The snow-paved Blockbuster parking lot is empty and Ned leaves the car running, wipers swiping, radio broadcasting a movement titled “Catacombae,” which echoes the spectral world beneath the streets of Paris. Ghosts seem to swirl across the deserted streets of Ned’s city, as well. He rushes in and a white kid with rusty dreadlocks shoots him a dirty look from behind the counter, before directing him to the Action section. It only now occurs to Ned that the movie might be checked out and he scans the rack feeling ridiculously frantic. He’s in luck, it’s there between Steven Seagal’s On Deadly Ground and Once Upon a Time in Mexico .

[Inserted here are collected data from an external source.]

Issue #990, opened 2021-11-08
Only first SIGSEGV is handled for dotnet program with multiple SIGSEGVs (Linux target only)


vtikoo:
If a dotnet program throws multiple SIGSEGV's, only the first SIGSEGV is delivered by Mystikos. The second SIGSEGV causes the host process to abort.

This scenario comes up in a dotnet library test - https://github.com/dotnet/runtime/blob/v5.0.0-rtm.20519.4/src/libraries/System.ValueTuple/tests/ValueTupleTests.cs

Repro program -

```C#
using System;
using System.Diagnostics;

namespace hello
{
    class Program
    {
        static void nullstrlen(string s)
        {
            try {
                int len = s.Length;
            } catch (NullReferenceException e) {
                Console.WriteLine("Exception caught: {0}", e);
            }
        }
        static void Main(string[] args)
        {
            string s = null;
            nullstrlen(s);

            string s1 = null;
            nullstrlen(s1);

            // unreachable
            //Environment.Exit(1);
        }  
    }
}

```

Output on Mystikos - 
```
_handle_one_signal(11 SIGSEGV) pid=101 tid=20992 <-- first SIGSEGV
Exception caught: System.NullReferenceException: Object reference not set to an instance of an object.
   at hello.Program.nullstrlen(String s) in /src/hello/Program.cs:line 11
Segmentation fault (core dumped) <-- second SIGSEGV causes segfault and core dump on host
Makefile:26: recipe for target 'tests' failed
make: *** [tests] Error 139
```

mingweishih:
I'm wondering after the first SIGSEGV if the execution ever returns and trigger the second SIGSEGV.
Does this test run in package mode?

vtikoo:
Following C program causes SIGSEGVs to be sent from the signal handler functions twice before exiting - 
This behaves differently on SGX target vs host Linux. Linux target matches host Linux behavior.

Open Range in hand, Ned opens the car door onto a blasting heater and the majesty of the last movement, “The Great Gate of Kiev.” With no more reason to hurry, he silences the heater and sits in the idling car, staring out at a parking lot, watching as his tire tracks left minutes earlier are obliterated by snow gathering as it might in Kiev. The yellow Blockbuster sign subtracts itself from night. Beneath the blurred streetlights, ascending notes and falling flakes create the impression of a gossamer arch spanning Chicago Avenue. Ned slips the Volvo into gear and drives slowly toward the towering gate of snow that retreats before his headlights, impossible to enter, then topples disassembling before the whirling blue of an oncoming squad car. The vision is more imagined than hallucinated, and Ned wonders how long it’s been since he was stoned for real. Not since a vacation when Ceil wanted to see what sex would be like on hashish. Instead of smoking it, they mixed it with honey and spices based on a recipe for a sweetmeat supposedly served by Alice B. Toklas at Gertrude Stein’s soirees. That night ended in an emergency room, with Ceil faint, terrified, hallucinating. She later said she’d had an out-of-body experience and seen herself dead. “Keep talking to her,” the doctor had told Ned. “Don’t let her slip away.” It’s not a scene he wants to recall.